Your goal
In the entries below, some lines contain "system"; work out how many and answer with the figure only.

#### Dataset entries ####

PR #1274, opened 2019-04-17
cache: implement encoded chart caching and default day-binned views

buck54321:
Moves chart management to db/cache. A pre-encoded cache system reduces API times by ~95%, once the cache is primed. A single `ChartData` pointer is shared between dcrsqlite and dcrpg, with explorer handling synchronization. Aligns all block-binned data sets on block height. Consequently, partially validates DB data, throwing errors if a corrupted database is detected.

Datasets are binned on blocks or difficulty window, but a secondary day-binned dataset is generated from the block set as well. The day view is set as the default view on /charts. "Rolling average" control
on /charts is replaced with a simpler day/block bin size selector. The x-axis for difficulty-window-based data is now time instead of height.

@dmigwi : This PR ran head-first into #1247. Sorry about that. One thing to note about this PR is that the query for coin supply is modified to return data based on height. This allows us to skip querying and storing the dataset on the server-side at all, since the max theoretical supply is a deterministic function of block height. It's now like a 5 or 10 line javascript function instead of a couple thousand data points. It's also cool if #1247 is merged first while this PR is still open and I can handle the conflicts.


db/dcrpg/pgblockchain.go
```diff
@@ -2833,93 +2782,50 @@ func (pgb *ChainDB) getChartData(data map[string]*dbtypes.ChartsData,
...
-	data[dbtypes.DurationBTW] = durPerB
-	data[dbtypes.HashRate] = chainData[1]
-	data[dbtypes.POWDifficulty] = diff
-	data[dbtypes.TicketByWindows] = ticketsByWin
-	data[dbtypes.TicketPrice] = tickets
-	data[dbtypes.TicketsByBlocks] = tByAllBlocks
-	data[dbtypes.TicketSpendT] = ticketSpendT
-	data[dbtypes.TxPerBlock] = txPerB
-	data[dbtypes.TxPerDay] = txRate
+	// tByAllBlocks := pgb.getChartData(data, dbtypes.TicketsByBlocks)
```
buck54321: There are a couple of data sets that I haven't re-implemented. The solo/pooled tickets and unspent/revoked tickets by purchase block. I question their value, but I am happy to grab that data if requested. The solo/pooled accounting in particular has come up as innacurate due to ticket splitting.

dmigwi:
Here is my 2 cents; 
Moving the charts cache managements to db/cache is quite welcome since it provides that much performance improvements that you have mentioned.

>One thing to note about this PR is that the query for coin supply is modified to return data based on height.

There was a task on the way that I was supported to have worked by now where all charts wherever possible would provide the support plotting for x-axis as either height or time. The person viewing the charts was supposed to have a button to toggle between height and time for the x-axis. What you've done is a step in the right direction but I just hope you will not do away with the previous implementation.

>unspent/revoked tickets by purchase block

I am not aware of any requests or need to do away with this implementation, thus I will consult with @raedah and @chappjc first before sharing my thoughts on the same.

> The solo/pooled tickets 

I was also supposed to add a change to the description listed there but keep the implementation. In the next couple of days I was supposed to drop all references to solo and pooled tickets and instead just replace it with a label that says `# of outputs`. On this one too, I am not aware of plans to do away with the implementation.

dmigwi:
In fact if your hand aren't full now, you could add the support for charts x-axis data to be toggled between height and time wherever possible.

buck54321:
Thanks @dmigwi . I have a handful of changes I wanted to make to /charts too, but I'd like to do them separately. Let's coordinate a bit. 

A height axis option will be easy now. Since the data is validated, the height is simply the index of the data in the block-binned data set. No need to send a separate array of heights. 

To be clear, I'm not doubting the value of the aforementioned data itself, just it's value as a chart. The solo/pooled chart is pretty much just noise, with nothing of interest. Is there a particular metric of interest 
in there and is there a better way to display it?

buck54321:
I just wanted to touch again on the charts I'm questioning. 

The solo/pooled chart looks like 

image

The one interesting feature is the change when the algorithm was fixed, but that particular feature is better demonstrated in the ticket price chart already. Other than that, it's just noise, and unless something drastic changes in people's staking habits, I wouldn't expect anything to change. 

The missed/revoked chart looks like 

image

Which is basically just a probabilistic curve controlled by network parameters. Here again, unless people's staking habits change, particularly their revoking of missed tickets, I don't expect this chart to ever look qualitatively different than it does now. 

I'm hoping somebody will tell me exactly what metric they are hoping to visualize here so that I can find a better way to display it.

buck54321:
Reduced duplication has reduced the gob file size from ~65 MB to ~12 MB.

chappjc:
This PR has some awesome work.  Nice to reduce the gob size too.

Regarding the pool/solo ticket guesses, and their visual representation in any form, I'm still in favor of removing this.  (Even if it were more than just noise, and it does not seem to be.)  This includes the circle charts at the bottom of the ticket pool page.

The blue part data in the Ticket Spend Types chart is also represented on the histogram on /ticketpool, so that is redundant anyway.  The green data (revoked over time) could only be of interest if a whale went offline for a while, came back online and revoked a large number of tickets.  But in normal situations, the chart is mostly uninformative.

go.sum
```diff
@@ -131,6 +131,7 @@ github.com/decred/dcrd/wire v1.1.0 h1:G+3CugtxNbToUN8RKWqm74yLfzJJ2BKMOr2RgWc4Ty
 github.com/decred/dcrd/wire v1.1.0/go.mod h1:/JKOsLInOJu6InN+/zH5AyCq3YDIOW/EqcffvU8fJHM=
 github.com/decred/dcrd/wire v1.2.0 h1:HqJVB7vcklIguzFWgRXw/WYCQ9cD3bUC5TKj53i1Hng=
 github.com/decred/dcrd/wire v1.2.0/go.mod h1:/JKOsLInOJu6InN+/zH5AyCq3YDIOW/EqcffvU8fJHM=
+github.com/decred/dcrdata v2.1.3+incompatible h1:DLzrqgOOgHwrUSbuOVDAUzfQePhCGl9UsjEgZI1D0Kg=
```
chappjc: I'm guessing these v2.1.3+incompatible lines got in here by accident, but best to remove them.

buck54321:
So my solution to the chart question right now is this. 

1. Deprecated the solo/pooled chart. Leaving the code for now, but updated the docs to explain the orphan. 

2. For unspent/revoked, I've deprecated the chart, but created a new endpoint at `/api/stake/powerless` which returns missed and expired tickets sorted by revocation status. The data is pulled directly with no caching. Load time for that endpoint is ~200 ms on my system. 

I'm using a new term, ***powerless***, to describe either missed or expired. `powerless = missed | expired`.

I think its ready for review. Removing WIP. Live tests should be run with https://github.com/dcrlabs/bug-free-happiness/pull/3/commits/6c35a59c7cfaadf07ab0f58901dae5fc8a514678 until that PR is updated and accepted.

db/cache/go.mod
```diff
@@ -3,8 +3,12 @@ module github.com/decred/dcrdata/db/cache
 go 1.12
 
 require (
+	github.com/decred/dcrd/chaincfg v1.4.0
 	github.com/decred/dcrd/chaincfg/chainhash v1.0.1
+	github.com/decred/dcrd/wire v1.2.0
 	github.com/decred/dcrdata/api/types v1.0.7-0.20190416202529-23d1eb95ca1b
+	github.com/decred/dcrdata/blockdata v1.0.1
 	github.com/decred/dcrdata/db/dbtypes v1.0.2-0.20190416202529-23d1eb95ca1b
+	github.com/decred/dcrdata/txhelpers v1.0.2-0.20190416155607-25afe5d5e790
```
chappjc: Would you update the module dependency graph to reflect the added blockdata and txhelpers dependency?

db/cache/charts.go
```diff
@@ -0,0 +1,1015 @@
...
+	err := charts.writeCacheFile(dumpPath)
+	if err != nil {
+		log.Errorf("ChartData.writeCacheFile failed: %v", err)
+	} else {
+		log.Debug("Dumping the charts cache data was successful")
+	}
+}
+
+// Store triggers an Update. Satisfies blockdata.BlockDataSaver.
+func (charts *ChartData) Store(_ *blockdata.BlockData, _ *wire.MsgBlock) error {
```
chappjc: The `blockdata` dependency is somewhat unfortunate, esp. since it does not actually need the data.  But it seems that other `BlockDataSavers` are already running `charts.Update`, so can this Store method be removed?

buck54321: I'm actually hoping to go the other way, removing charts from the explorer package altogether, since explorer doesn't use them. 

I also hate the unneeded dependency. I've got an idea for a solution.

db/cache/go.mod
buck54321: Will do.

db/cache/charts.go
```diff
@@ -0,0 +1,1015 @@
...
+}
+
+// Translate the uints to a slice of the differences between each. The provided
+// data is assumed to be monotinically increasing. The first element is always
+// 0 to keep the data length unchanged.
+func btw(data ChartUints) ChartUints {
+	d := make(ChartUints, 0, len(data))
+	dataLen := len(data)
+	if dataLen == 0 {
+		return d
```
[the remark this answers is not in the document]
buck54321: Right now, the only paths to this function will never have a nil argument. If something got messedup and that did  happen, the result would be a javascipt error on `/charts`, which would be the least of our concerns at that point.

explorer/explorer.go
```diff
@@ -318,6 +319,13 @@ func New(cfg *ExplorerConfig) *explorerUI {
 	exp.NetName = netName(exp.ChainParams)
 	exp.MeanVotingBlocks = txhelpers.CalcMeanVotingBlocks(params)
 
+	var premine int64
+	ledger := params.BlockOneLedger
+	for i := range ledger {
+		premine += ledger[i].Amount
```
chappjc: While this is spot on, there's actually func `(p *Params) BlockOneSubsidy() int64`, which we might as well use:

https://github.com/decred/dcrd/blob/e69a789183f39c2991a0da78c0b056887abe1d36/chaincfg/params.go#L664-L677

public/js/controllers/charts_controller.js
```diff
@@ -25,30 +29,49 @@ function intComma (amount) {
   return amount.toLocaleString(undefined, { maximumFractionDigits: 0 })
 }
 
+function blockReward (height) {
+  if (height >= stakeValHeight) return baseSubsidy * Math.pow(100 / 101.0, Math.floor(height / subsidyInterval))
```
chappjc: I'd feel better if there was a comment referring to MulSubsidy and DivSubsidy.  Being that same on all networks presently is convenient, but it's certainly possible that will change.

explorer/explorer.go
buck54321: Oh nice.

public/js/controllers/charts_controller.js
buck54321: I'll just use the actual net params then.

Issue #1221, opened 2019-03-29
preload high priority web resources


chappjc:
`<link rel=preload>` can potentially improve improve page load time if applied to certain resources that should be downloaded as soon as possible.

Notably:

/fonts/icomoon.ttf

####

Output for this exercise
2